We continue our efforts in contributing to the Fedora 4 project. We use Fedora as one of the core products in our Hydra implementation. Currently we have several installations of version 3. Version 4 has been in development for a little over a year with an expected release date of June 2015. While Yale has been a financial contributor to the Fedora Commons project for many years now, we only started contributing code to the project in 2013.

The Quicksearch project is also moving along swiftly. This week the major milestone of handling CAS login was completed. This is used for some features in the Blacklight software like the bookbag and search history. CAS is generally simple to integrate with most software products as long as the link between a NetID and the local user database can be made. In the case of Blacklight, making this link became complicated because of the use of several different code libraries in the specific version of Blacklight being used for Quicksearch, which is different from the version we use for our Hydra interface, FindIt.

Almost all efforts this week were related to ingest operations for the Kissinger project. There was also some vacation time taken so the output this week was limited.

Yesterday we met to discuss the development for full text search for objects ingested into Hydra. The work is broken up into the following steps:
1- alter the SOLR index to accept 2 new fields that will store full text
2- alter the Hydra ingest application to store the content of the TXT files into the new SOLR fields
3- setup the Blacklight controllers for handling if/when each of the FT fields are used in user searches
4- develop the Blacklight user interface to allow the FT search option

At this point we are only focused on the first two steps. 3&4 require us to have data in place. We will be moving steps 1 & 2 to the test environment the week of Oct 20 and then roll these changes into production the week of Oct 27. We will be doing all our FT testing with the Day Missions collection which uses a Hydra ingest package very similar to Kissinger.

This is a repost from another location that has more information on our full text search plan.

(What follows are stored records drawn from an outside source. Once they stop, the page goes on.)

PR #504, opened 2022-05-29
Fix/auction house execute sale trade state

### LINKED ISSUE #344: Auction-house 'execute_sale' exception handling: check the existence of buyer trade state
In this line
https://github.com/metaplex-foundation/metaplex-program-library/blob/dc3bf54e6257b505989372cfe8a71b761d3ff0eb/auction-house/program/src/lib.rs#L660
the program has a check `buyer_ts_data.len() == 0`, but at the line

https://github.com/metaplex-foundation/metaplex-program-library/blob/dc3bf54e6257b505989372cfe8a71b761d3ff0eb/auction-house/program/src/lib.rs#L649
it unconditionally takes the [0] value and fails.

This may be reproduced with the following steps:
- put token on sale with wallet1
- transfer token for free from wallet1 to wallet2
- try to buy the token by wallet2 (it already owns it!)

An exception occurs:
>Program log: panicked at 'index out of bounds: the len is 0 but the index is 0', src/lib.rs:660:23

See for example this failed transaction:
https://explorer.solana.com/tx/ZnqKmEXQrxZLzXVoeeaNZMwwrE7M2TE2cPUYrnoDfvsw3b8BCjA9XTHEYLNV6TW4qbVEiiqV9665N1ef23MiDKb?cluster=devnet

stranzhay:
closes #344


blockiosaurus (dismissed):

auction-house/program/tests/execute_sale.rs
```diff
@@ -1699,3 +1699,161 @@ async fn auctioneer_execute_public_sale_no_delegate_fails() {
...
+        .process_transaction(sell_tx)
+        .await
+        .unwrap();
+
+    let buyer = Keypair::new();
+    airdrop(&mut context, &buyer.pubkey(), 10_000_000_000)
+        .await
+        .unwrap();
+
+    transfer(
```
austbot, line 1738: why transfer here?

austbot (approved):
seems good to me

auction-house/program/tests/execute_sale.rs
stranzhay: the issue had the context of "transfer token for free from wallet1 to wallet2" of when the error happened

austbot (approved):

PR #505, opened 2022-05-29
(WIP) Feat: Add freeze mints to candy machine

stegaBOB:


candy-machine/program/tests/core/master_edition_v2.rs
```diff
@@ -97,7 +95,11 @@ impl MasterEditionManager {
             )],
             Some(&self.authority.pubkey()),
             &[&self.authority],
-            context.last_blockhash,
+            context
+                .banks_client
+                .clone()
+                .get_new_latest_blockhash(&context.banks_client.get_latest_blockhash().await?)
```
thlorenz, line 101: I'd wrap this in a function. It's repeated all over at this point :)

candy-machine/js/src/generated/instructions/index.ts
```diff
@@ -2,8 +2,11 @@ export * from './addConfigLines';
 export * from './initializeCandyMachine';
 export * from './mintNft';
 export * from './removeCollection';
+export * from './removeFreeze';
 export * from './setCollection';
 export * from './setCollectionDuringMint';
+export * from './setFreeze';
+export * from './thawNft';
```
thlorenz, line 9: looks like those files aren't added?

candy-machine/js/src/generated/accounts/index.ts
```diff
@@ -1,2 +1,3 @@
 export * from './CandyMachine';
 export * from './CollectionPDA';
+export * from './FreezePDA';
```
thlorenz, line 3: Same as for instructions .. missing the new account file here.

candy-machine/js/src/generated/instructions/index.ts
stegaBOB: Whoops!

candy-machine/program/tests/core/master_edition_v2.rs
stegaBOB: Definitely a good idea!

thlorenz:
Wondering what the status on this is (it's still in draft mode).
If you want me to have another closer look please rebase on master.

Also we should probably think about some smoke-test that would exercise the TS SDK to the point where we detect at least that code is invalid and/or that files are missing.

Could be similar to what I do in [solita](https://github.com/metaplex-foundation/solita/blob/master/test/utils/verify-code.ts).

If so I could pull those utils into a separate package so we can use them in here for that.

(Would be a separate PR obviously).

anvog777:
Looking forward for this. Glad to help.

stegaBOB:
Time to do a super fun manual rebase :)

samuelvanderwaal:
@stegaBOB this has been replaced by #669 and can be closed, correct?

stegaBOB:
yup we can close this

PR #507, opened 2022-06-02
fix: don't rely on explicit export of TransactionCtorFields type

steveluscher:
This is our bad. We:

1. Over-export fundamentally private types from @solana/web3.js _just_ so that TypeDoc can generate documentation for them. This has to stop.
2. Didn't stop to think that someone might have imported those types for use.

In this PR I replace the recently-renamed `TransactionCtorFields` type with a type that _derives_ it, for all current and future versions of web3.js. This will not break again, no matter how many times the parameter gets renamed.

Fixes: https://github.com/metaplex-foundation/js/issues/202

### DIFF
--- a/auction/js/src/transactions/CancelBid.ts
+++ b/auction/js/src/transactions/CancelBid.ts
@@ -12,7 +12,6 @@ import {
   SystemProgram,
   SYSVAR_CLOCK_PUBKEY,
   SYSVAR_RENT_PUBKEY,
-  TransactionCtorFields,
   TransactionInstruction,
 } from '@solana/web3.js';
 import { AuctionProgram } from '../AuctionProgram';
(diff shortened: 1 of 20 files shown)


steveluscher:
Please also ship https://github.com/metaplex-foundation/metaplex-program-library/pull/507.

lorisleiva (approved):

stegaBOB (approved):

austbot (changes requested):
broken integ

steveluscher:
Interesting.

🤔

```
src/Transaction.ts(4,15): error TS2502: 'options' is referenced directly or indirectly in its own type annotation.
```

steveluscher:
Seems like the answer may be to do exactly what I hoped not to have to do. https://stackoverflow.com/a/48640951/802047

stegaBOB:
The metaplex/js is being deprecated soon and the js-next repo will be replacing it. I think the issues in this mpl repo are from old code that isn't being auto generated yet. It may just be easier to wait a few days for us to be ready to replace the js repo and we can probably generate the code for these contracts too.

PR #510, opened 2022-06-03
Using swap remove for mint index

febo:
This PR adds a feature flag to enable the swap-remove mint index generation, which offers constant time generation + shuffles the order of indices.


candy-machine/program/src/processor/mint.rs
```diff
@@ -684,34 +686,68 @@ pub fn get_good_index(
...
+            + 4
+            + (items_available as usize) * CONFIG_LINE_SIZE
+            + 4
+            + ((items_available
+                .checked_div(8)
+                .ok_or(CandyError::NumericalOverflowError)?
+                + 1) as usize)
+            + 4;
+        // calculates the mint index and retrieves the value at that position
+        let mint_index = indices_vec_start + index * 4;
```
austbot, line 714: index could be much larger, where are you clamping the int to be within the range of acceptable values

austbot (changes requested):

candy-machine/program/src/processor/mint.rs
febo: The `index` is the reminder of the division by `candy_machine.data.items_available` (line `497`).

febo:
> is this ready for a real review @febo

@austbot It is ready!

stegaBOB:
For big candy machines, I think this may be a breaking change. It seems like realloc can only modify the size by up to 10kb, which may cause older clients to panic on massive candy machines.

febo:
> For big candy machines, I think this may be a breaking change. It seems like realloc can only modify the size by up to 10kb, which may cause older clients to panic on massive candy machines.

@stegaBOB Good point - it seems that the limit is per call, so if we break the increase request into multiple `realloc` calls it should be ok. I will test this modification.

stegaBOB:
I'm quite interested to see if that would work. The current account allocation/realloc limit is 10kb for validator memory reasons and how it has to be preassigned before the instruction if I understand it correctly. If realloc can be called multiple times this would appear to get around said limit.

febo:
@stegaBOB Done - the process is divided in two parts. The funding for the `realloc` happens in the `initialize`, since we need the `system_program` account to do that; the actual `realloc` happens in the `add_config_lines` multiple times until the account has the expected size. This only applies if the account does not have the expected size, i.e., it was created by a previous version of the CLI.

There is only one edge case that we can't avoid: if you try to add the config lines in reverse order (the last index first), you will get an error since we might not be able to increase the account to the size required in a single `realloc` - the CLIs do not try to do that, this can only happen if you "manually" call `add_config_lines`. There is a check on the program for that and you will get an informative error.

cc: @austbot

samuelvanderwaal:
This has an API change with a couple new errors so will require updating the JS SDK but we're going to hold off until we get Sarah's bot tax fixes in and deployed to mainnet.

stegaBOB:
We need to update candy machine to anchor 0.25 before this goes in because of the Solana 1.9 reallocate account vulnerability.

febo:
This has been incorporated into Candy Machine Core.

PR #511, opened 2022-06-04
Candy machine lock settings

jpbogle:
cc @gchatz22 as a second contributor

This is purely a suggestion - curious to get thoughts from others

This makes use of a different protocol called token-manager to handle the lockup and release. More info can be found here -> https://github.com/cardinal-labs/cardinal-token-manager.

Adding “**LockupSettings**” to candy machine.

LockupSettings allows for specifying a time-based lockup after mint. It supports duration, locking the token for X seconds after it is minted, or expiration allowing for a set datetime for all tokens to be released.

There are a few use cases for this
1. Collections that do NOT want their collection being listed on marketplaces before the mint is over. Somewhat of a hot topic but it seems people are upset when the collection gets listed and the floor price moves during mint, because this can affect the rest of the mint (positively and negatively).
2. Long term lockups (think 6 months) forcing projects to deliver on their promises before collecting royalties and have the project actually produce value for holders before they sell.
3. Having pre-sale and public-sale be released at the same time. This allows for public and WL minters to get equal chance at listing.

Release of the tokens is permissionless and can be triggered by anyone. We are currently running this every 5 seconds to invalidate all expired token-managers. There is a small reward (the sol in the account) to incentivize others to trigger the release. Token manager has received 1 audit.

Note about the current solana clock drift -- for using LockupType::Duration nothing changes since its purely added time to the current solana clock at the time of mint. For LockupType::Expiration it means that the creator of the candy machine should be aware that if the clock is drifted, the time specified in UTC seconds should be aligned to Solana clock that can be triggered once solana clock reaches that time.

PR includes 3 commits
1. implementation
- The space allocated for `EndSettings` was only 10, not sure why this was the case since it should be size of 16, same for `LockupSettings` so the PR includes setting that to 10. As far as I'm aware this should be backwards compatible since existing CMs wont use this extra part of the struct, and new ones will just get allocated the extra space needed to use it.

2. client gen

3. amman tests addition
- @thlorenz using accountsCluster and executable:true instead of local path for cloning the program was not working, please advise on this - have experienced on other repos as well not sure if it's missing some config for a remote clone


candy-machine/program/src/processor/mint.rs
```diff
@@ -608,6 +622,152 @@ pub fn handle_mint_nft<'info>(
...
+        }
+        let time_invalidator_program = &ctx.remaining_accounts[remaining_accounts_counter];
+
+        remaining_accounts_counter += 1;
+        if ctx.remaining_accounts.len() <= remaining_accounts_counter {
+            return err!(CandyError::LockupSettingsMissingTokenManagerProgram);
+        }
+        let token_manager_program = &ctx.remaining_accounts[remaining_accounts_counter];
+        // If we add more extra accounts later on we need to uncomment the following line out.
+        // remaining_accounts_counter += 1;
```
jpbogle, line 678: not sure why this was commented out or what the harm is for just adding + one to avoid confusion for future additions, but it was like this above so we left it

candy-machine/program/src/constants.rs
```diff
@@ -22,7 +22,7 @@ pub const CONFIG_ARRAY_START: usize = 8 + // key
     8 + // price
     8 + // items available
     9 + // go live
-    10 + // end settings
+    16 + // end settings
```
jpbogle, line 25: confused why this was set to 10, checking out the space `std::mem::size_of::<EndSettings>` returns 16

candy-machine/js/.ammanrc.js
```diff
@@ -1,8 +1,28 @@
...
+        '../../../cardinal-token-manager/target/deploy/cardinal_token_manager.so',
+      ),
+    },
+    {
+      label: 'Time Invalidator',
+      programId: tokenManager.programs.timeInvalidator.TIME_INVALIDATOR_ADDRESS,
+      deployPath: path.join(
+        '../../../cardinal-token-manager/target/deploy/cardinal_time_invalidator.so',
+      ),
+    },
```
jpbogle, line 25: Needs to be replaced but this didnt work for local clone
```js
    {
      label: 'Token Manager',
      programId: tokenManager.programs.tokenManager.TOKEN_MANAGER_ADDRESS,
      executable: true
    },
```

thlorenz:
Only the later versions of amman support remote accounts. Candy machine is still using `0.1.` https://github.com/metaplex-foundation/metaplex-program-library/pull/511/files#diff-b47d37355a8e52dd1b64475a8f2682884c041b17e5344f19c4df4ab3c9f225b5R53.

So you'd need to update to the latest version (and use `amman-client` in the tests) see [here](https://github.com/metaplex-foundation/js-next/blob/thlorenz/feat/upload/test/helpers/amman.ts) where we use latest amman in our js-next code.

@stegaBOB maybe able to clarify as well (he added that feature).

candy-machine/program/src/processor/mint.rs
stegaBOB: Commented out because of the dead code lint

stegaBOB:
I don't think this would be mergeable to be honest. Looks like quite a big breaking change that would break all current existing candy machines. The big issue is the change in the config array start length. I actually have a PR out that basically does this all natively with the token metadata program itself. https://github.com/metaplex-foundation/metaplex-program-library/pull/505

Its still a WIP and I'm still adding other features.

stegaBOB:
The main reason for the incompatibility is the large array of config lines uses the size of the config array start to determine where to begin looking. As for the end settings size, we will have to look into that? As far as I know it should serialize to 10 bytes using borsh rules? But from what it sounds like perhaps thats not correct?

candy-machine/program/src/constants.rs
stegaBOB: Does this check the already deserialized size though? I think the size would be different after it is serialized in borsh, no? Almost all our types show different sizes than the ones we calculated in the constants.rs. I feel like candy machines with all the settings active would have broken by now (which we have tested and they shouldn't break?)

jpbogle:
@stegaBOB ya good point -- this was just proposing / seeing if you are open to us merging a time-based lockup feature in some fashion, we have updated the PR to follow the feature flag convention that is backwards compatible with the existing state.

Though same for collections feature flag, why is the UUID not zeroed out always on initialize? Seems like if I accidentally passed in a UUID with a 1 in the front I would be inadvertently turning on collections feature flag. 

We followed a similar design for this feature being a separate PDA and turning on the feature flag to enforce that account is passed in

>Note: I think std::men::size_of takes the in memory size which would be the deserialized type. The borsh serialized type should be different.
Interesting ya can see changing this would break just wasn't sure why it was 10 but never realized the mem size would be different.

stegaBOB:
Re: UUID on initialization. All of our first party tools as well as all of the tools I'm aware of have been setting the UUID as the first 6 characters in the base 58 pubkey (which can't be 1 as it's base 58). It hasn't been enforced at a program level yet, although I believe I have included that inforcement in the freeze PR. if someone sets it as a 1 it's sorta been considered a user error.

candy-machine/program/src/constants.rs
jpbogle: reverted back to 10 since you are right config size offset change would not be backwards compatible with existing reads without a v3

candy-machine/program/src/processor/mint.rs
jpbogle: ah makes sense, in this case the linting doesn't complain just leaving it as a += 1 maybe because its a &mut
https://github.com/metaplex-foundation/metaplex-program-library/pull/511/files#diff-a5b4d95737a7474da174757a8ff945dad5df3db8b0d6b0f8feecf4c91d2bca44R908

jpbogle:
>Could we do it in a way where instead of calling all the cardinal CPI, we just set the delegate/freeze authority to be what is configured in the lockup settings and call freeze?

If im understanding correctly this is mostly just because you want LockupSettings to be generic so that anyone can "hook" into it? I get it, maybe it can just be part of lockup settings and use the Type to vector on different lockup_managers so Cardinal can just be one implementation of one, but afaict a CPI would be required because the account its being delegated to has to trigger freeze -- only way around this i can think of without changing token_metadata was maybe to freeze the token_account BEFORE making the master_edition, then create_master_edition and then delegate to the token to the specified account in LockupSettings.lockup_manager so anyone making the candy machine can specify who can unfreeze it later on, but you cant delegate after its frozen so basically it has to CPI so the account configured in lockups can sign to call freeze

--
>im kind of worried about the extra CPI calls as we are running low (Or were brefore) on compute.

The CI we added passes with solana 1.9.28 the new compute limits should give this plenty of room given that it is now 1.4mm compute per instruction instead of 200k. One discussion we had was that if compute was an issue it could be modeled using that instruction sysvar to say that if freeze settings are set there HAS to be another instruction after, but in this case, these CPIs are still well under the new compute budget so imo its okay, and this code is only executed if lockup settings are set

--
>I think your time invalidator is really cool however. The other thing about this is that we are learing to avoid the single mutable state account. In this case the royalties may need to be sharded into different fee accounts how would your system hadle the time invalidated lockup of those accounts?

The way this feature is currently designed, it shouldn't really affect royalties because what the token is non-tradeable during lockup right so there will be no royalties to collect. Maybe i am misinterpreting but it seems like some "royalty escrow/lockup" is kind of a separate feature that could be implemented via the royalties going to an shared wallet similar to hydra with a lockup

-- 
>I really think we need the time based lockups of royalties which is great that you have posted that, fees and tokens. We were thinking a super simple approach if just having candy machine be freeze authority of the token and freeze it, and then royalties go into pairwise pdas depending on the size of the mint, and then there is an explicit instruction admins loop over to get the royalties and fees out which is only active after the lockup predicate passes(mint out) or the time expiration has passed.

Same thing here aren't there no royalties if the token is frozen. As for primary sale fees, having lockup there separately makes sense. It seems like that can be achieved already by just having the `wallet` of the candy_machine be a wallet PDA with a release date unless you are referring to having it be different per-mint.

Are you are suggesting there is a desire to have them be "tiered" or per-mint and there needs to be tracked per-mint? Is there a system in mind if lockup would be different per-mint?

--
>Would you consider some of those changes so that Cardinals mechanism cans still be a lockup option? But it keeps it general based on the freeze authority yall built with us?

The feature that seems to make clear sense to add would be that the time-invalidator is already per-mint it just happens they are either duration or set expiration and all the same but there is a concept of extension so it makes to have them be extended differently per-mint and collect a different fee per-mint if that can be modeled in the state of lockupsettings

stegaBOB:
Do we have a slack connection or something? Would love to hop in a call at some point and discuss this in more detail instead of GitHub comments.

stegaBOB:
The thing I'm mostly concerned about for using the lockup manager is the number of accounts needed for freezing. That's going to hit the 1232 (I think) byte limit super fast.

jpbogle:
> The thing I'm mostly concerned about for using the lockup manager is the number of accounts needed for freezing. That's going to hit the 1232 (I think) byte limit super fast.

you mean in the future right? since right now integration tests pass with these accounts so its under the limit currently

stegaBOB:
Sure but this will require most of the use cases to split the candy machine mints into 2 txns. Integration tests pass because it splits it up (they aren't detailed enough to test splits and stuff)

jpbogle:
Just came back to add some new things
- Renamed the LockupType's to be more specific (Duration -> DurationSeconds and Expiration -> ExpirationUnixTimestamp) 
- Updated to allow adding Compute program ID before the mint instructions to request more compute
- Allowed for init_if_needed on lockup settings so someone can update / change it for different tiers of mints
- Added test for fixed expiration timstamp

jpbogle:
thanks for the comment @austbot

PR #512, opened 2022-06-05
switches types so idel gen happens with no issue

austbot:
# Problem
The imported creators type from token metadata has no anchor serialize, or account trait impl and this stops it from getting proper treatment from the idl generator.

# Solution
create a new type that gets saved in the runtime that can be properly idl'ed


thlorenz (commented):
LGTM

PR #513, opened 2022-06-06
Update fixed price sale anchor version to 0.24

VadimGrozinok:
## What
Update used anchor_lang lib to 0.24
## Why
Old anchor version had issue in init_if_needed function
## How
Update Cargo.toml and fix all the problems involved


austbot (approved):
I think my creator change worked but this is maybe better to keep the same type everywhere

samuelvanderwaal (approved):

PR #514, opened 2022-06-06
Fix/permissionless sale bug

### LINKED ISSUE #480: [Bug]: Permissionless execute_sale with any wallet not working

auction-house

### Which Type of Package is this bug report for?

Rust Contract

### Issue description

_This is a follow-up from Discord where I was told it seems to be a bug._

The auction house documentation states that the execute sale command is permissionless (if the 'requires sign-off' is false) and that **anyone** can call this command. 

I am trying to call this command with a wallet that is neither auction house authority, buyer nor seller. And I am getting an error `NoPayerPresent (6012)`. I tried to add the wallet as a fee payer to the transaction, I can see on solscan that I added the wallet as a fee payer to the instruction's account list, but it does not help. 

I looked at the code of the Solana program and it seems that the fee payer may be either the authority or buyer or seller (https://github.com/metaplex-foundation/metaplex-program-library/blob/facd7cb11903bab086165e6619bbf0cc6e28c272/auction-house/program/src/utils.rs#L93) 

I am using the latest auction house CLI.

Use case: a backend server runs the execute sale command but we do not want to have a private key of the authority stored on a server due to security reasons

### Relevant log output

_No response_

High (immediate attention needed)

stranzhay:
closes #480


roederw:
Blocking this until we finish discussions about some other items that might conflict with this.

PR #530, opened 2022-06-10
chore: publish mpl-auctioneer

exromany:
@thlorenz  is it enough to publish the package to npm?

### DIFF
--- a/lerna.json
+++ b/lerna.json
@@ -8,6 +8,7 @@
     "token-metadata/js",
     "metaplex/js",
     "auction-house/js",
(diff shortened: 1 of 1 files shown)


stegaBOB:
Looks like auctioneer is already on the packages. I also don't think we have CI yet set up for publishing to NPM

samuelvanderwaal:
It's now published, but it's a very early version with no README or docs: https://www.npmjs.com/package/@metaplex-foundation/mpl-auctioneer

So I will give a brief overview of what that plan looks like with the use cases used to draft this approach.

There are two types of full text search for objects we ingest into Hydra.

The first is the simplest, OCR text from a scanned image like a page in a book or a manuscript. This type of text is treated as an extension of the metadata making it simple to combine into search results since the text is considered open access.

The second is significantly more complex, it is where the contents of the full text require special permission to search so instead of the text being treated as an extension to the metadata, it is treated the same as we treat files that carry special access conditions. This permission would have been granted ahead of time so at the time you execute your full text search it will include results from the restricted items. This use case is currently specific to the Kissinger papers project but is being programmed to scale out as needed.

So the approach we are taking is kind of simple, we place the open access full text into one SOLR field and then the restricted access full text into a field specifically designed for restricted content. At the point when the search is executed, the open access text is searched and the restricted is filtered so that your search is only applied to the restricted contents which you have been granted access to view.